_TRY IT:_ If a line in the data below contains the word "boolean", copy it out.

··· RECORD EXTRACTS ···

Issue #1590, opened 2019-08-27
Refactor travis matrix


dereuromark:
- [ ] Remove trusty build requirement.
- [ ] Instead of always creating mysql+postgres, we should run proper "per type" matrix runs
- [ ] and also cut down the matrix of php X db runs.

See https://github.com/dereuromark/cakephp-geo/blob/master/.travis.yml for a sane defaulting here. Maybe we can have a bit more, but running 5.6 until 7.3+ for all DBs is too much anyways.

dereuromark:
In the meantime I enabled daily cron run to find the failing master and issues faster in the future.

PR #1591, opened 2019-08-27
Update phpunit/phpunit requirement from >=5.7,<7.0 to >=5.7,<8.0

MasterOdin:
PR to overrule #1543. PHPUnit 8+ cannot be used unless this library goes PHP 7.1+ only as typehints were added across the codebase, most notably the `setUp` and `tearDown` functions got the `void` typehint. 

On the other PR, you will probably need to tell dependabot `@dependabot ignore this dependency` until such a time as phinx is 7.1+.

### DIFF
--- a/composer.json
+++ b/composer.json
@@ -33,7 +33,7 @@
         "symfony/yaml": "^2.8|^3.0|^4.0"
     },
     "require-dev": {
-        "phpunit/phpunit": ">=5.7,<7.0",
+        "phpunit/phpunit": ">=5.7,<8.0",
         "sebastian/comparator": ">=1.2.3",
         "cakephp/cakephp-codesniffer": "^3.0"
     },
--- a/phpunit.xml.dist
+++ b/phpunit.xml.dist
@@ -55,8 +55,7 @@
     </filter>
 
     <logging>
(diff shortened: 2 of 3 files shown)


dereuromark:
For this to be merged I think we need a working --prefer-lowest check in matrix
for
https://github.com/cakephp/phinx/blob/master/.travis.yml

Refs https://github.com/cakephp/phinx/issues/1590 which links a travis file that contains such a check

dereuromark:
Both works. But without it we wouldnt know if previous phpunits still work.
You could make a PR against master for the matrix, and we could then just merge it into this one afterwards. To keep them separate.

dereuromark:
Please also see warnings in travis result:
```
PHPUnit 7.5.15 by Sebastian Bergmann and contributors.
  Warning - The configuration file did not pass validation!
  The following problems have been detected:
  Line 60:
  - Element 'log', attribute 'charset': The attribute 'charset' is not allowed.
  - Element 'log', attribute 'yui': The attribute 'yui' is not allowed.
  - Element 'log', attribute 'highlight': The attribute 'highlight' is not allowed.
```

dereuromark:
We could also merge this now and add prefer lowest afterwards?

PR #2350, opened 2025-04-15
Remove cakephp/cakephp dev dependency

MasterOdin:
The `cakephp/cakephp` dev dependency was added in 37307f8189b1ed307c4bd00235190b1a984c49e2, but to my knowledge we don't directly depend on it, so removing it as it's unnecessary bloat. I think it's also potentially allowing #2348 to not throw an exception as we don't directly rely on `cakephp/i15n`, but it's included from `cakephp/cakephp`.

### DIFF
--- a/composer.json
+++ b/composer.json
@@ -46,7 +46,6 @@
     "require-dev": {
         "ext-json": "*",
         "ext-pdo": "*",
-        "cakephp/cakephp": "^5.0.2",
         "cakephp/cakephp-codesniffer": "^5.0",
         "phpunit/phpunit": "^9.5.19",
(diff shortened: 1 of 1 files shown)


dereuromark:
Then i18n should be kept for the tests to work out imo

MasterOdin:
None of the current tests or code rely on `cakephp/i18n` though?
 https://github.com/cakephp/phinx/pull/2348 adds such a dependency, but it needs to be a regular dependency, or better an optional dependency.

dereuromark:
Require dev is optional. It only exists when u test the repo

PR #2361, opened 2025-06-09
Unpin version of slevomat/coding-standard

### LINKED ISSUE #1760: False positive for SlevomatCodingStandard.Classes.PropertyDeclaration.MultipleSpacesBetweenTypeHintAndProperty
This file from my project (https://github.com/cakephp/phinx/blob/be536ffb2a5e97fd36d4935964370216531f3637/tests/Phinx/Config/AbstractConfigTest.php) is suddenly failing with 4.19.0 with the following:

```
FILE: /home/mpeveler/github/phinx/tests/Phinx/Config/AbstractConfigTest.php
------------------------------------------------------------------------------------------------------------------------
FOUND 1 ERROR AFFECTING 1 LINE
------------------------------------------------------------------------------------------------------------------------
 14 | ERROR | [x] There must be exactly one space between type hint and property $migrationPath.
    |       |     (SlevomatCodingStandard.Classes.PropertyDeclaration.MultipleSpacesBetweenTypeHintAndProperty)
------------------------------------------------------------------------------------------------------------------------
PHPCBF CAN FIX THE 1 MARKED SNIFF VIOLATIONS AUTOMATICALLY
------------------------------------------------------------------------------------------------------------------------

Time: 70ms; Memory: 10MB
```

If I remove the two properties or make the first one `protected string $migrationPath`, then the error goes away. Trying to run `vendor/bin/phpcbf` and it fails to fix whatever error it's complaining about. Have absolutely no idea why this singular class within my project has issues as it's structured like all my other test classes.

The file validated fine with 4.18.1 and earlier.

MasterOdin:
slevomat/coding-standard has fixed https://github.com/slevomat/coding-standard/issues/1760 with 8.19.1, so we should be able to unpin the version we were testing against.

### DIFF
--- a/composer.json
+++ b/composer.json
@@ -74,7 +74,7 @@
         "cs-check": "phpcs",
         "cs-fix": "phpcbf",
         "stan": "phpstan analyse",
-        "stan-setup": "cp composer.json composer.backup && composer require --dev phpstan/phpstan:~1.9.0 && composer require --dev slevomat/coding-standard:8.18.1 && mv composer.backup composer.json",
+        "stan-setup": "cp composer.json composer.backup && composer require --dev phpstan/phpstan:~1.9.0 && mv composer.backup composer.json",
         "lowest": "validate-prefer-lowest",
         "lowest-setup": "composer update --prefer-lowest --prefer-stable --prefer-dist --no-interaction && cp composer.json composer.backup && composer require --dev dereuromark/composer-prefer-lowest && mv composer.backup composer.json",
         "test": "phpunit --colors=always"


composer.json
```diff
@@ -74,7 +74,7 @@
         "cs-check": "phpcs",
         "cs-fix": "phpcbf",
         "stan": "phpstan analyse",
-        "stan-setup": "cp composer.json composer.backup && composer require --dev phpstan/phpstan:~1.9.0 && composer require --dev slevomat/coding-standard:8.18.1 && mv composer.backup composer.json",
+        "stan-setup": "cp composer.json composer.backup && composer require --dev phpstan/phpstan:~1.9.0 && mv composer.backup composer.json",
```
dereuromark, line 77: phpstan should also be 2.1+ at some point.

PR #2362, opened 2025-06-10
Update phpstan to 2.1.x

MasterOdin:
PR updates phpstan from 1.9.x to 2.1.x, which is the latest major/minor release at this time.

PR #2363, opened 2025-06-10
Bump phpstan to 1.12.x

MasterOdin:
PR updates our usage of phpstan from 1.9.x to 1.12.x, which is the latest minor release of the 1.x branch. While preferable to move to phpstan 2.1, per #2362, there's a lot of errors that get thrown out that we'd need to fix before doing so, as I don't want to add them to the baseline.


src/Phinx/Db/Adapter/SQLiteAdapter.php
```diff
@@ -1168,8 +1168,8 @@ protected function calculateNewTableColumns(string $tableName, string|false $col
             $writeColumns[] = $writeName;
         }
 
-        $selectColumns = array_filter($selectColumns, 'strlen');
-        $writeColumns = array_filter($writeColumns, 'strlen');
+        $selectColumns = array_filter($selectColumns, fn($v) => $v && strlen($v) > 0);
+        $writeColumns = array_filter($writeColumns, fn($v) => $v && strlen($v) > 0);
```
MasterOdin, line 1172: Per https://github.com/phpstan/phpstan/issues/2266, the maintainer of phpstan made a conscious decision to encode this where the callable passed to `array_filter` must return a boolean value (I think), which strlen doesn't do.

Passing `'strlen'` would also implicitly filter out both emtpy strings and `false` values, whereas doing it explicitly throws a type error passing a boolean to `strlen`, so this is certainly more type safe in general I guess.

PR #2366, opened 2025-06-26
Fix errors with custom autoload

0zd0:
When we prefix this library with https://github.com/BrianHenryIE/strauss it creates its own composer autoloader and it is impossible to use cli


MasterOdin (approved):

MasterOdin:
Thanks for the contribution. This is available in [0.16.10](https://github.com/cakephp/phinx/releases/tag/0.16.10).

PR #2370, opened 2025-07-22
fixed typo in format warning message

Bogghi:
This pull request updates the naming convention for migration class names in the `Create` command to use PascalCase instead of CamelCase. The changes ensure consistency in the format and provide clear guidance to users.

### Updates to naming convention:

* [`src/Phinx/Console/Command/Create.php`](diffhunk://#diff-97d6d3bf0fdbfbabdbc99e17ca8b51971dceff15c96afb1e32c0d3431a6101adL58-R58): Updated the argument description in the `configure` method to specify that the migration class name should be in PascalCase.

···

_WRITTEN SOLUTION:_
MasterOdin, line 1172: Per https://github.com/phpstan/phpstan/issues/2266, the maintainer of phpstan made a conscious decision to encode this where the callable passed to `array_filter` must return a boolean value (I think), which strlen doesn't do.
Passing `'strlen'` would also implicitly filter out both emtpy strings and `false` values, whereas doing it explicitly throws a type error passing a boolean to `strlen`, so this is certainly more type safe in general I guess.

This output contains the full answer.